Exactly as they appear below, repeat the lines from the one with "PR #707, opened 2022-08-23" through the one with "MAX_ITEMS_NUMBER = 10;", and no others.

Start of Data records

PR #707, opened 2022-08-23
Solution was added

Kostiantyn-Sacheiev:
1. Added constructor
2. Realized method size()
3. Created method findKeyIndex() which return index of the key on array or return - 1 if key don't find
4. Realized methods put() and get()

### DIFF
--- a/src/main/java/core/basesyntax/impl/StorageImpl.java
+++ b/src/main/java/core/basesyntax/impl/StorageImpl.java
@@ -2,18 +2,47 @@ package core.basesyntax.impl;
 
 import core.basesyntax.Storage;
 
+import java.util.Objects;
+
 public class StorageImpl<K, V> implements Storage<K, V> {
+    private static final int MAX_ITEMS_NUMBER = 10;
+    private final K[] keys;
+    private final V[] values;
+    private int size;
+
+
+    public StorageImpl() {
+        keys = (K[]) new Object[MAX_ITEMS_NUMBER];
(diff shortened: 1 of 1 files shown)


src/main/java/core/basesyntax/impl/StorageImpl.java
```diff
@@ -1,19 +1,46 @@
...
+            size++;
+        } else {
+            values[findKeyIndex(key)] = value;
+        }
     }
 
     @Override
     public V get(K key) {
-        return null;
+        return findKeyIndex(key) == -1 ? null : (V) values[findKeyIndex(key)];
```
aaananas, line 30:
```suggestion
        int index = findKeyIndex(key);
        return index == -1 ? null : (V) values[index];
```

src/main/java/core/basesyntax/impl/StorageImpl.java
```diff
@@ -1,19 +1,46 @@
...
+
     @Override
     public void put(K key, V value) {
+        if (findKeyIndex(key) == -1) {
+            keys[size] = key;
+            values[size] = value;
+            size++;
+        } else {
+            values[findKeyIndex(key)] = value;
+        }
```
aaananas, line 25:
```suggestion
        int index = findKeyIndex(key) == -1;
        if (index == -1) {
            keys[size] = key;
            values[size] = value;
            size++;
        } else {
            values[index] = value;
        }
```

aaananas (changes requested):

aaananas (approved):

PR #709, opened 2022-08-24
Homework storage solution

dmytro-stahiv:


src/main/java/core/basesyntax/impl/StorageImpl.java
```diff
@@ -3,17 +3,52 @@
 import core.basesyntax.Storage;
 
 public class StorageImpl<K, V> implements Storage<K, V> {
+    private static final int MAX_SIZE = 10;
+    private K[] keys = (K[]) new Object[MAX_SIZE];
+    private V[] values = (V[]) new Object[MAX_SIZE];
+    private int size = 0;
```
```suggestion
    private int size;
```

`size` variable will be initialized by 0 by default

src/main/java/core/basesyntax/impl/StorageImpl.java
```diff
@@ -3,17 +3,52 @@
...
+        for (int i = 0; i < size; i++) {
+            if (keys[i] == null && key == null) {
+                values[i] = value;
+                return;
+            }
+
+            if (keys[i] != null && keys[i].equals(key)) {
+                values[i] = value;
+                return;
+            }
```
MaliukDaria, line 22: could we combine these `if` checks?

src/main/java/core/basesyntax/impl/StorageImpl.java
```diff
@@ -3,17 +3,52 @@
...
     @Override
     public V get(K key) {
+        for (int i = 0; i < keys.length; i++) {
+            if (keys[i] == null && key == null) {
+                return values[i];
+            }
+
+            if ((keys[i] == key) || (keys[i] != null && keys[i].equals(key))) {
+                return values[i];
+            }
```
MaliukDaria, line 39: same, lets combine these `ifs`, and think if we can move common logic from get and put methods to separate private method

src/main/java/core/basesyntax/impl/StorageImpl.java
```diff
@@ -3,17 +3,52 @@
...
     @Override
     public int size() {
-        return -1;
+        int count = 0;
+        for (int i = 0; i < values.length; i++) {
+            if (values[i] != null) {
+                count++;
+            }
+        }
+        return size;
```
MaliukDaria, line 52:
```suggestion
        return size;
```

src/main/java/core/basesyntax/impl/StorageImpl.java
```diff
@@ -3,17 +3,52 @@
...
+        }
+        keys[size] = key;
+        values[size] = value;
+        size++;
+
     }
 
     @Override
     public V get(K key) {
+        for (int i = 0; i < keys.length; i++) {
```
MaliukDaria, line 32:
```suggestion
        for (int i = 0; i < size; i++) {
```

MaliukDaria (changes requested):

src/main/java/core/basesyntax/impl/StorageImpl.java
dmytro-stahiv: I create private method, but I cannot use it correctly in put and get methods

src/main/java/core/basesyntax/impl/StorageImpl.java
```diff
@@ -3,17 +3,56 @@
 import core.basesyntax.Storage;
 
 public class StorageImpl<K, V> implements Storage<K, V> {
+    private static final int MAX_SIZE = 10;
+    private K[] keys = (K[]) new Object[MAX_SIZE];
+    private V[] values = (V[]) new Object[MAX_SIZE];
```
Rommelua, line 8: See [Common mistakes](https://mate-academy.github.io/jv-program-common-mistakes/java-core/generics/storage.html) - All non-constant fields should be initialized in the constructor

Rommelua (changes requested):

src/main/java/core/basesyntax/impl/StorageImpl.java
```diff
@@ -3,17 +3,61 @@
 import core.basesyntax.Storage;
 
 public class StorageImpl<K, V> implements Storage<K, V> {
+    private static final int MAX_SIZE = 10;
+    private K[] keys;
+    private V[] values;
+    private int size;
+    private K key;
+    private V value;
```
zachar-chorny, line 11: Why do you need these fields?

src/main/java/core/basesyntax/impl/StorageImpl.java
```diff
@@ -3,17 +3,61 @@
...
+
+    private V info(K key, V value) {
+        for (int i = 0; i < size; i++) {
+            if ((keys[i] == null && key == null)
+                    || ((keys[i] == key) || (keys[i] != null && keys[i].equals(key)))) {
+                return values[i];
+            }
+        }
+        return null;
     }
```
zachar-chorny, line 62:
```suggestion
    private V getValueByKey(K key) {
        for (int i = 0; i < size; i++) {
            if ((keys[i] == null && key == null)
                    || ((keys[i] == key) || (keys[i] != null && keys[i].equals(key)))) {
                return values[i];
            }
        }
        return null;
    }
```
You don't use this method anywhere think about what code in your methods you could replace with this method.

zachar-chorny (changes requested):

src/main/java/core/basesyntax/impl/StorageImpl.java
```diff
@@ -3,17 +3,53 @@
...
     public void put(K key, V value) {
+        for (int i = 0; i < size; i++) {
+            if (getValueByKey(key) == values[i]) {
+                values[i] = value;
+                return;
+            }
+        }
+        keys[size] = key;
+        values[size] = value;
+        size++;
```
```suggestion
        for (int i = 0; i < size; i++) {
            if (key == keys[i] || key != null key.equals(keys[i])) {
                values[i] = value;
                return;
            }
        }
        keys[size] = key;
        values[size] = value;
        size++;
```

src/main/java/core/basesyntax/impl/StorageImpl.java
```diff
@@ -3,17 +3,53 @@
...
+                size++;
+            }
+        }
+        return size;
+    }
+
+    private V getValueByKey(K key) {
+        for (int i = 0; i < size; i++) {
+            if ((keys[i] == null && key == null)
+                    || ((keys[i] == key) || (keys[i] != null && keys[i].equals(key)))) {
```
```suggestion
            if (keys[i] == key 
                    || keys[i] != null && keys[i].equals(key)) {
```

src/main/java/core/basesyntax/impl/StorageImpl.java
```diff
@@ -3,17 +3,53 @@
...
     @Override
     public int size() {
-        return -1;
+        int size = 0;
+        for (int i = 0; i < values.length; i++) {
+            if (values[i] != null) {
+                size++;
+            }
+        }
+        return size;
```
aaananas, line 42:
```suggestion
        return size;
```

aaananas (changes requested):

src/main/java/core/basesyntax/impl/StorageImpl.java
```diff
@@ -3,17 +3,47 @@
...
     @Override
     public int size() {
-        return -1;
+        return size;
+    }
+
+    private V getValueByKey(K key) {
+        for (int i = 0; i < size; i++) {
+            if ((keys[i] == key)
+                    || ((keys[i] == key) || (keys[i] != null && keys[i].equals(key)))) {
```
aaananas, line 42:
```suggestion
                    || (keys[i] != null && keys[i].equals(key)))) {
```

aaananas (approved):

End of Data records
Start of Data records

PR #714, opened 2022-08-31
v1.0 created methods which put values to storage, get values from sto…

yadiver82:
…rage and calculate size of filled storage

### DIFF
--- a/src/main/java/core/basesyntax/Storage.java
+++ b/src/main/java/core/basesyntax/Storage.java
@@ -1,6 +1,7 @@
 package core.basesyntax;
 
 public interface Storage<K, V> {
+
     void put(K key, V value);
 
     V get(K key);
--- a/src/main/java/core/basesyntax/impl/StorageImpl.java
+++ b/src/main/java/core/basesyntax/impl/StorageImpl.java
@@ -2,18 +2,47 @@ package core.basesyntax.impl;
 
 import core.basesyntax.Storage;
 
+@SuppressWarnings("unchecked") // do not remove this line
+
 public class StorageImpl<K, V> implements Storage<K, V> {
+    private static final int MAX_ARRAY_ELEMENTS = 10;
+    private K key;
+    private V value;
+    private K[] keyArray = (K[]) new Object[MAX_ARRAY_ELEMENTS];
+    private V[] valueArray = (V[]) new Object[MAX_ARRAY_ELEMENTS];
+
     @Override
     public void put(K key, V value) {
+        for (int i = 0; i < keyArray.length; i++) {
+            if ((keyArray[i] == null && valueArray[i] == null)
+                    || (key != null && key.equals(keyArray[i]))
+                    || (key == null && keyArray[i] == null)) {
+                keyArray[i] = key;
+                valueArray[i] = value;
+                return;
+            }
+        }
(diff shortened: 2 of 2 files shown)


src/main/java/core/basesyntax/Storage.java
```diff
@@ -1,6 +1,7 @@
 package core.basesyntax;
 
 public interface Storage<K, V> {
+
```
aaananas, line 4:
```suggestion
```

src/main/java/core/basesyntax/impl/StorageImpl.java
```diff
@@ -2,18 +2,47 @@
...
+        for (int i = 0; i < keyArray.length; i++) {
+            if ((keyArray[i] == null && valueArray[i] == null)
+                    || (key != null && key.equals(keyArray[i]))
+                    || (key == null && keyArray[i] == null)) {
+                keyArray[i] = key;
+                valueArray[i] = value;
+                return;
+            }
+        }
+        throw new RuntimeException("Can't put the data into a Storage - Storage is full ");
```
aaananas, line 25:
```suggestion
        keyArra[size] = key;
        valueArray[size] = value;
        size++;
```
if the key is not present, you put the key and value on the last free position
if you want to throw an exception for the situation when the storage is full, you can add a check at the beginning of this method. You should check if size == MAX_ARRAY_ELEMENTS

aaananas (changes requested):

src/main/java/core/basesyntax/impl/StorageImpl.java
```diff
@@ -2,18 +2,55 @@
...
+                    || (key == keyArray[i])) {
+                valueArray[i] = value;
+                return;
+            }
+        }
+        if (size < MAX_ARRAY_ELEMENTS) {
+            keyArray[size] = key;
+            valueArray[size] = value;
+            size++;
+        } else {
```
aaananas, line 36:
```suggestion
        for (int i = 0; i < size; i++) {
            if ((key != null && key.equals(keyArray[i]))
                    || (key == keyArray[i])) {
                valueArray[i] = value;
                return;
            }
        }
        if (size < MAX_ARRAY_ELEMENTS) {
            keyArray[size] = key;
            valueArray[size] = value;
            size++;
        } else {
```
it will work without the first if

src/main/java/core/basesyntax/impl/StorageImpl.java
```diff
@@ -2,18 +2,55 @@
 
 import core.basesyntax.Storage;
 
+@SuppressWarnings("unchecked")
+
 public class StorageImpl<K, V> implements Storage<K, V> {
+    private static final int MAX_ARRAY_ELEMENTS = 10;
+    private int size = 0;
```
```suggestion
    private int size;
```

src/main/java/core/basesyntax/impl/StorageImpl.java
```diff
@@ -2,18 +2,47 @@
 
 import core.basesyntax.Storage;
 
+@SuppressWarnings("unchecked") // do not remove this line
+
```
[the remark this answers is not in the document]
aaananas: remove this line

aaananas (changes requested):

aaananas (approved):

End of Data records

◆ Output for this task
PR #707, opened 2022-08-23
Solution was added

Kostiantyn-Sacheiev:
1. Added constructor
2. Realized method size()
3. Created method findKeyIndex() which return index of the key on array or return - 1 if key don't find
4. Realized methods put() and get()

### DIFF
--- a/src/main/java/core/basesyntax/impl/StorageImpl.java
+++ b/src/main/java/core/basesyntax/impl/StorageImpl.java
@@ -2,18 +2,47 @@ package core.basesyntax.impl;
 
 import core.basesyntax.Storage;
 
+import java.util.Objects;
+
 public class StorageImpl<K, V> implements Storage<K, V> {
+    private static final int MAX_ITEMS_NUMBER = 10;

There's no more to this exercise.